──────── Data shown ────────
Issue #2743, opened 2026-07-02
perf: per-block stored/fixed/dynamic choice on the split path


kim-em:
depends-on: #2737

## Problem

The whole-file path already does the three-way cost comparison (stored / fixed / dynamic) before emitting: `deflateRawBaseP` sizes all three and picks the smallest (`Zip/Native/DeflateDynamic.lean:1091-1103`). The block-split paths do not: every split block is emitted as a dynamic block. On a heterogeneous file, blocks that are nearly incompressible (should be stored) or tiny/skewed (fixed can beat dynamic including the tree header) pay the dynamic-tree overhead.

## What libdeflate does (deflate_compress.c:1729-1858)

At each block flush it computes exact bit costs for all three block types from the block's symbol frequencies (dynamic: header + precode + coded lengths; static: fixed code lengths; stored: alignment + 32 + 8 * length) and emits the cheapest, falling back to multiple 65535-byte stored blocks when stored wins.

## Plan

1. In the per-block emit loop that #2737 establishes, compute `fixedBlockBytes` / `dynBlockBytes` / stored cost per block from the block's frequencies (all three sizing functions already exist and `dynBlockBytesWith` already shares the header plan with emit, the #2627 dedup).
2. Emit the winner per block. Stored blocks within a split stream need the byte-alignment handling that `deflateStoredPure` already implements whole-file; the per-block variant threads the same logic through the shared `BitWriter`.
3. Extend the shared-blocks roundtrip proof by one case split per block type (the three emitters each have their own decode lemmas already; the composition lemma gains the choice).

Pure ratio win (left move) at L4-L8 on mixed-content members (mozilla, samba, osdb); speed cost is two extra sizing computations per block over frequencies already counted.

Depends on #2737 (observation-divergence block splitting): the per-block choice point only exists once the split emit loop does.

## Validation

`perf-pr-graphs` before/after; per-file ratio table for the heterogeneous silesia members, expecting the largest deltas there and zero regression on homogeneous text.

🤖 Prepared with Claude Code

kim-em:
Closing as not planned: measured the ratio before doing the (substantial) proof work, and it isn't there.

## What I measured

[...]

Issue #2552, opened 2026-06-12
perf: reuse the winning partition's sized trees at shared-split emission (Wave 3 Step 0.3)


kim-em:
**Wave 3 Step 0.3 (re-scoped after code reading) — reuse the winning partition's sized trees at emission.**

### Current state

At L≥7, `chooseSplitsArbitrated` (Zip/Native/DeflateDynamic.lean:649) sizes BOTH candidate partitions via `sharedPartitionBits` — per block: `tokenFreqs (toks.extract pos j)` + `dynamicCodeLengths` (a full Huffman build) + `writeDynamicHeader` into an empty writer. The winning cut list then goes to `emitSharedBlocksAt`, whose `emitSharedBlock` (:406) recomputes the same per-block freqs + trees + header a second time. The losing partition's sizing pass is inherent to arbitration; the winner's recompute is pure duplication (~one of three per-block tree passes at L7–8 ≈ 5–8% of L7 wall time on dickens).

### Deliverables

1. A tree-taking emitter variant (e.g. `emitSharedBlocksAtSized`) that consumes the per-block `(litLens, distLens)` (with their length invariants) computed during arbitration, plus a `chooseSplitsArbitratedSized` returning cuts together with the winner's sized trees. The existing cut-generic emitter stays as the reference; prove the sized variant equal to it (the trees passed in are definitionally `dynamicCodeLengths (tokenFreqs group)` for the same group — an rfl-or-near lemma per block).
2. Wire into `deflateRaw`'s L≥7 branch; byte-identical output (ratio canaries + the SizeHelpers conformance test for `sharedPartitionBits` must stay green).
3. Per-level timing before/after at L7/L8 on alice29 + dickens in the PR.

### Context

Wave 3 Step 0.3 of the performance pivot (plan of 2026-06-12). Spec impact: the `deflateDynamicBlocksSharedAt` quadruple in Zip/Spec/DeflateBlockSplit.lean unfolds the emitter — the sized variant needs either the equality-lemma route (preferred; statements untouched) or a parallel quadruple. Lessons in #2540's closing comments apply (no content-invariant lemmas; no fun_induction over heuristic defs).

### Verification

`lake build && lake exe test` green; 0 sorries; byte-identity canaries unchanged (alice29 52049/54744); timing table in PR; no dashboard refresh needed (iso-output).

kim-em:
Session: `unknown` Branch: `master`

PR #2745, opened 2026-07-02
perf: observation-divergence block splitting at L4-L8 on packed tokens

kim-em:
This PR implements libdeflate-style observation-divergence block splitting across the mid-band (closes https://github.com/kim-em/lean-zip/issues/2737): levels 4–7, which emitted a single DEFLATE block (one Huffman tree pair for a whole Silesia member), now try a cross-block shared-window split whose boundaries come from a streaming divergence heuristic, and level 8's exact-bits sizing/arbitration pass (`chooseSplitsArbitrated` + `deflateDynamicBlocksSharedSized`, ~18% of L8 cycles in `findTableCode` linear scans and boxed `tokenFreqs`) is retired from the hot path in favour of the same mechanism.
────────
• [Required work] Each line above that contains the string "emission" should be copied.

• [Reply]
perf: reuse the winning partition's sized trees at shared-split emission (Wave 3 Step 0.3)
**Wave 3 Step 0.3 (re-scoped after code reading) — reuse the winning partition's sized trees at emission.**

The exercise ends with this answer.